A Common Origin for Low-mass Ratio Events Observed by LIGO and Virgo in the First Half of the Third Observing Run

In its third observing run, the Laser Interferometer Gravitational-Wave Observatory (LIGO)/Virgo Collaboration has announced a potential neutron star−black hole (NS−BH) merger candidate, GW190426_152155. Together with GW190814, these two events belong to a class of binaries with a secondary mass less than 3 M⊙. While the secondary system in GW190426_152155 is consistent with being a neutron star (NS) with a mass of ${1.5}_{-0.5}^{+0.8}\,{\text{}}\,{M}_{\odot }$, that of GW190814 is a ${2.59}_{-0.09}^{+0.08}\,{\text{}}\,{M}_{\odot }$ object and counts as the first confirmed detection of a mass-gap object.

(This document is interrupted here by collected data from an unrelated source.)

PR #6916, opened 2024-02-29
fix(query): vulnerability_alert_score_epss_features

Tohar-orca:
**Proposed Changes**

- Fix a false negative in `terraform/aws/vulnerability_alert_score_epss_features` in cases where a terraform plan json is scanned instead of a .tf file

### DIFF
--- a/assets/queries/terraform/aws/sensitive_port_is_exposed_to_entire_network/query.rego
+++ b/assets/queries/terraform/aws/sensitive_port_is_exposed_to_entire_network/query.rego
@@ -27,6 +27,31 @@ CxPolicy[result] {
 	}
 }
 
+CxPolicy[result] {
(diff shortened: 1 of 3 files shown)


gabriel-cx:
hi @Tohar-orca ,

thank you for your contribution!
kindly be aware of this failing unit test:
image

Tohar-orca:
Thanks @gabriel-cx I've fixed the unit tests and added a `negative.json` file
It seems the tests are failing on something unrelated though, could you please re-run them?

gabriel-cx:
No problem @Tohar-orca !
I will re-run the tests, the e2e tests sometimes fail but the reason is not related to the PR's changes (re-run make them pass), and is the case here! We have a fix for it on the way!

gabriel-cx (approved):

PR #7051, opened 2024-05-13
fix(query): tf mfa delete doing checks out of its scope

JulioSCX:
**Proposed Changes**
- S3 Bucket Without Enabled MFA Delete query unnecessarily checking for versioning


cx-ruiaraujo (approved):
LGTM!

PR #7057, opened 2024-05-16
fix(query): implicit flow in oauth2 queries duplicated

ArturRibeiro-CX:
**Reason**
- Duplicated queries with the same logic, one needs to be deleted;

**Proposed Changes**
- delete newest query Implicit Flow query in OAuth2 (v3);
- add new unit tests to OAuth2 With Implicit Flow query;
- improve phrasing of actual and expected results;


cx-ruiaraujo (approved):
Good work 🙌

PR #7060, opened 2024-05-17
fix(query): apt-get Missing '-y' To Avoid Manual Input

### LINKED ISSUE #7053: bug(dockerfile): apt-get Missing '-y' To Avoid Manual Input`
When linting a Dockerfile that has an `apt-get install` command I get the error `77783205-c4ca-4f80-bb80-c777f267c547 # APT-GET Missing '-y' To Avoid Manual Input`.  This is a false positive when using `apt-get --quiet --quiet install sl` or  `apt-get --yes install sl`

### Expected Behavior

- No error is shown when using `apt get --quiet --quiet` as it implies `-y`/`--yes`
- No error is shown when using `apt get --yes` which is the long form of `-y`

### Actual Behavior

```
[Severity: LOW, Query description: Check if apt-get calls use the flag -y to avoid user manual input.] Problem found on 'docker/local-toolbox/Dockerfile_test' file in line 2. Expected value: {{RUN apt-get --yes install sl}} sould avoid manual input. Actual value: {{RUN apt-get --yes install sl}} doesn't avoid manual input.
```

ArturRibeiro-CX:
Closes #7053

**Reason**
- Bug found where some flags that avoid manual input weren't being taken into consideration by the query;
- This threw false positive results;
- New flags to add: --yes, --assume-yes, -qq, --quiet --quiet, -q=2, -q -q; 

**Proposed Changes**
- add more flags that avoid manual input;
- add unit tests for the new flags;
- fix typos on queries expected and actual results message;
- change query's folder name, name and description to better reflect it's behaviour.  

*APPSEC-2556*


cx-ruiaraujo (approved):
Good work 🙌

PR #7085, opened 2024-05-28
update(queries): prefix "(beta)" added to queries that are still under review

gabriel-cx:
**Reason**
For queries that are still under review (`severity` and `description`), we added the prefix "_(beta)_", so the users have a clear perspective if the triggered queries are still under review or not.

**Proposed Changes**
- prefix "(beta)" added to queries that are still under review


EduardoSemanas (approved):
LGTM

PR #7136, opened 2024-06-14
feat(query): add new query for tencentcloud CVM resource

SevenEarth:
Hello, There is something new query for TencentCloud TKE resource:

cvm_instance_using_user_data

Please help review the PR
Thanks


SevenEarth:
This is my local test
image

SevenEarth:
Hello
Please help review the PR
Thanks

ArturRibeiro-CX (changes requested):
Looks good to me but could we also add positive expected results for "secretId" and "secretKey" since the regex is also looking for those values? 
Thanks for your contribution!

ArturRibeiro-CX (approved):

SevenEarth:
> Looks good to me but could we also add positive expected results for "secretId" and "secretKey" since the regex is also looking for those values? Thanks for your contribution!

Yes, you are right. I will improve it

PR #3, opened 2020-02-21
Adding examples for MAAP search functionality

KMarkert:
Added in a `search/granules.ipynb` example that walks users through using the maap-py `seachGranule` method and some parameters to support search.

Added in a page with a table that lists all of the collections within the MAAP CMR instance.

Removed the visualizing raw data example. This will be moved under a visualization directory at a later stage.


kvirts:
- [ ] L7: Current workbook titles are "searching for collections" and "searching granules."  I'd say "searching for granules."

- [ ] L9: The UWG members already know this, but for future users it might help to define what collections and granules are, and how they relate to each other.

- [ ] L9: "through"

- [ ] L18: "invoke the API"

- [ ] L30: "Here we view the specific arguments and keywords for the..."

- [ ] L62: Suggest ending first sentence after "results from CMR."  Then, "maap.searchGranule also accepts any additional search parameters that are included in CMR.  For a list of accepted parameters, please refer to..."

- [ ] L81: "we will explore search options".  Also note that this does not appear as a numbered list in the finished notebook.

- [ ] L86: "additional"

- [ ] L88: "additional"

- [ ] L95: Consider using consistent capitalization for major sub-headings.

- [ ] L97: "collection IDs" (no apostrophe)

- [ ] L97: The link to the collection table doesn't work (maybe because the page isn't "live" yet?)

- [ ] L99: "Collection"

- [ ] L99: In other contexts, users may want the ambiguity of not specifying a collection.  As in, what granules from other datasets also include information on this location that I'm studying?  Maybe a separate example for this at some point.

- [ ] L126: Perhaps "The output from the MAAP API is..."

- [ ] L128: "the first result"

- [ ] L140: Maybe have an example (here or elsewhere) of how to display the fields that are listed as {...} in the granule metadata.  (E.T.A. I guess they can infer this from some of the later commands.)

- [ ] L163: Is depth=2 something that should be explained?

- [ ] L172: "further"

- [ ] L183: Suggest "Temporal search criteria may be either a single date or a date range."

- [ ] L185: Either "one month of data" or "one month's worth of data"

- [ ] L202: For end date, should it be 2018-12-31T23:59:59Z?

- [ ] L225: Perhaps "was acquired starting at"

- [ ] L232: "the results are limited to 100"

- [ ] L241: Perhaps "height data over Southeast Asia"

- [ ] L258: Perhaps use consistent variable names, like maxResults and boundingBox (or max_results and bounding_box), etc.  I'm getting picky... :)

- [ ] L283: For the bounding box example, change variable name from granuleDate to granuleBoundingBox or granuleDomain.

- [ ] L302: "additional"

- [ ] L302: Maybe break up the second sentence with a period after "There are many additional attributes available."

- [ ] L304: These are good examples of additional attributes they might well use.

- [ ] L309: Is there a list of site names, or a way to tell how exactly they should be entered?  I can imagine a user searching for "Mondah Forest, Gabon" or just "Monday Forest"...

- [ ] L370: "additional" (twice)

- [ ] L377: "functionality"

KMarkert:
2. Added a description of a granule in the intro, please check to make sure it makes sense.

7. Please clarify what you would like changed to "we will explore search options". The whole line? Just a specific portion? 

12. Yes, the link is not live yet. This will work once pushed to the website.

14. Yes, this is another example to be completed later.

15. I am hesitant to replace "result" with "output" these are two different things and technically the result from the server is what we are referring to at this point

17. I added a comment for users to change the depth of the output. I left it at 2 so that there is not a lot of nonsense on the example.

18. depth is a keyword for controlling how deep within a dict tree the outputs are printed. I don't want to go into detail explaining everything if it is not functionality for maap. Users can easily look up what this means.

26. You are not getting picky. You are right that the variable naming should be consistent. In Python "constant" variables are all caps so I changed `MAX_RESULTS` to `MAXRESULTS`. All other variables should be [camelCase](https://en.wikipedia.org/wiki/Camel_case) please let me know if they are not.

31. I have no clue...this is still really opaque at least for the the site names. All other additional attributes are in the table we use to populate the metadata.

32. Where? I see "additional attributes" twice but I put that in there to be explicit.


I committed the changes please review my comments and fixes to make sure they are correct.

docs/source/search/granules.ipynb
```diff
@@ -0,0 +1,404 @@
+{
+ "cells": [
+  {
+   "cell_type": "markdown",
+   "metadata": {},
+   "source": [
+    "## Searching for Granules in MAAP\n",
+    "\n",
+    "These examples will walk through the MAAP API functionality of searching granules within a collection based on specific parameters. Granules can be thought of individual scenes from a sensor where a group of granules make a collection within CMR. The granules are the raw data that will be used for processing."
```
kvirts: Granule description looks good to me.

docs/source/search/granules.ipynb
```diff
@@ -0,0 +1,404 @@
...
+   "source": [
+    "# get at max 500 results from CMR\n",
+    "MAXRESULTS = 500"
+   ]
+  },
+  {
+   "cell_type": "markdown",
+   "metadata": {},
+   "source": [
+    "In this example we will explore search options including:\n",
```
kvirts: This looks good now.

docs/source/search/granules.ipynb
```diff
@@ -0,0 +1,404 @@
...
+    "\n",
+    "results = maap.searchGranule(concept_id=COLLECTIONID,limit=MAXRESULTS)\n",
+    "pprint(f'Got {len(results)} results')"
+   ]
+  },
+  {
+   "cell_type": "markdown",
+   "metadata": {},
+   "source": [
+    "We were able to get 500 results! There are most likely more than 500 granules in search results, but remember we limited the results to 500 granules. The results from the MAAP API is a list of granules where each element in the list is the metadata for that particular granule.\n",
```
kvirts: Ok to use result rather than output.  But it should be "The result...is a list"

docs/source/search/granules.ipynb
```diff
@@ -0,0 +1,404 @@
...
+      " 'collection-concept-id': 'C1200116818-NASA_MAAP',\n",
+      " 'concept-id': 'G1200125381-NASA_MAAP',\n",
+      " 'format': 'application/echo10+xml',\n",
+      " 'revision-id': '1'}\n"
+     ]
+    }
+   ],
+   "source": [
+    "# print the first granule metadata\n",
+    "# adjust the depth to a larger value (4) if you would like to view all of the metadata\n",
```
kvirts: This is good.

docs/source/search/granules.ipynb
```diff
@@ -0,0 +1,404 @@
...
+    "pprint(results[0],depth=2)"
+   ]
+  },
+  {
+   "cell_type": "markdown",
+   "metadata": {},
+   "source": [
+    "The returned results will give you only GeoTIFF datasets that have been tagged as part of the Mondah Forest Gabon research site.\n",
+    "\n",
+    "**DISCLAIMER:** The MAAP data team is working to update the addtional attributes within the MAAP platform so these are subject to change. Furthermore, the accepted parameters for the addtional attributes are changing and further documentation will be provided as updates come."
```
kvirts: "Additional" is misspelled twice in this paragraph.

kvirts:
These changes look good. I left clarification in two places; once they are fixed, I'm ready to merge.

docs/source/search/granules.ipynb
KMarkert: 🎉

docs/source/search/granules.ipynb
KMarkert: 🎉

docs/source/search/granules.ipynb
KMarkert: 🎉

docs/source/search/granules.ipynb
KMarkert: Just pushed updated. Please verify and resolve

docs/source/search/granules.ipynb
KMarkert: Just pushed updated. Please verify and resolve

docs/source/search/granules.ipynb
```diff
@@ -0,0 +1,404 @@
...
+    "granuleDate = results[0]['Granule']['Temporal']['RangeDateTime']['BeginningDateTime'] # get the granule start time\n",
+    "\n",
+    "pprint(f'Granule {granuleFilename} was acquired starting at {granuleDate}',width=100)"
+   ]
+  },
+  {
+   "cell_type": "markdown",
+   "metadata": {},
+   "source": [
+    "It looks like the first result correctly matches with the beginning temporal search parameter. Keep in mind that the results are limited to 100 so the final granule returned may not match the end date that was searched for."
```
kvirts: Just noticed that the 100 in this paragraph should be 500.

kvirts:
Sorry, I did a final read-through and noticed one more typo...

docs/source/search/granules.ipynb
KMarkert: Just committed the change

Here we argue that these two events could have a common origin as follows: both are formed as NS−BH systems; however, the larger escape velocity of a system with more massive primary black hole (BH) increases the bound fraction of the ejecta material from the supernova explosion leading to the formation of a NS. This bound material forms a disk, which is preferentially accreted onto the NS. This scenario predicts the secondary component mass should correlate with the primary component mass, which is consistent with GW190426_152155 and GW190814. If this hypothesis is corroborated by upcoming observations, GW190814-like events can be excluded from the binary BH population when inferring their global characteristics.